* [WHAT YOU ARE ASKED TO DO]: Repeat the entries verbatim.
== Segment start ==
PR #2088, opened 2026-04-22
test: consolidate and expand CPU e2e tests

mcalancea:
## Summary

Consolidates and expands the actor-level CPU e2e test suite. Two tests live in `iris-mpc-cpu/tests/e2e.rs`:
== Segment end ==
* [SOLUTION TO THIS EXERCISE]:
PR #2088, opened 2026-04-22
test: consolidate and expand CPU e2e tests

mcalancea:
## Summary

Consolidates and expands the actor-level CPU e2e test suite. Two tests live in `iris-mpc-cpu/tests/e2e.rs`:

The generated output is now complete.